Assuming the results to be real, it may either be due to a direct causative effect of the SNPs tested, or it may be because they are markers for other functional variants. The associated SNPs lie in intron 17 and intron 19 of RB1, and it seems unlikely that either of them has direct functional effects. pRb undergoes cell-cycle-dependent phosphorylation during G1, and this modifies its interaction with at least some members of the E2F family, which regulates the transcription of many genes required for S phase (Kaelin et al, 1992). The finding of protective RB1 alleles was unexpected, as deletions or inactivating mutations of the gene observed in tumours generally lead to an absence of negative control of the protein on the cell proliferation.
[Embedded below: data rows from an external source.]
PR #464, opened 2020-01-28
Add wildcard support for ingresses

Matsa59:
Currently ingresses doesn't support wildcard hosts. This PR allow developers to use wildcard for ES. 
We could also update kibana and apm ingresses for tls but this will add breaking changes.


elasticcla:
Hi @Matsa59, we have found your signature in our records, but it seems like you have signed with a different e-mail than the one used in your Git [commit](https://github.com/elastic/helm-charts/pull/464.patch). Can you please add both of these e-mails into your Github profile (they can be hidden), so we can match your e-mails to your Github profile?

PR #473, opened 2020-02-06
Add extraContainers and extraInitContainers for all charts

### LINKED ISSUE #327: Support extraContainers (from stable/kibana chart)
Please add the 'extraContainers' feature from the stable/kibana chart
(And also authProxyPort)

We are using this to add a keycloak-proxy sidecar to the kibana pod.

jmlrt:
Should fix #327


jmlrt:
This PR is prettyg big with more than 90% of the changes being in [format python code with black](https://github.com/elastic/helm-charts/pull/473/commits/9029eeadf2989bdc13f9f87555f5f135a25cc485) commit.

Maybe reviewing commit by commit should be easier for this one.

jmlrt:
jenkins test this please

jmlrt:
jenkins test this please

jmlrt:
> #327 also mentions porting `authProxyPort` for kibana but it looks like `httpPort` could be used, is that right?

No coding variants were identified during EGP resequencing and so it is plausible, but unlikely that the presence of the still unidentified common variant prevents the protein from appropriate dephosphorylation. However, only a small number of subjects were resequenced and it is possible that the observed association is due to correlation with an unidentified rare coding variant that was not present in the resequenced samples. Nor have we been able to identify any common variants in P2RY5, the gene within intron 17 of RB1 that might explain the association. Again rare variants cannot be excluded. The more likely hypothesis is the presence of a SNP in the promoter or in a regulatory element that affects the level of pRb. It is possible that the causal variant might induce higher levels of pRb or expression at critical times than the common allele.

Further studies would be required to identify and investigate the mechanism of action of a causative variant. However, before such studies are contemplated, these putative associations need to be tested and confirmed in independent breast cancer studies. It would also be interesting to check the involvement of the protective alleles in other cancer types, in particular in melanoma, and in bone, connective tissue, ovarian and uterine cancer which are also cause of death in retinoblastoma long term survivors (Eng et al, 1993).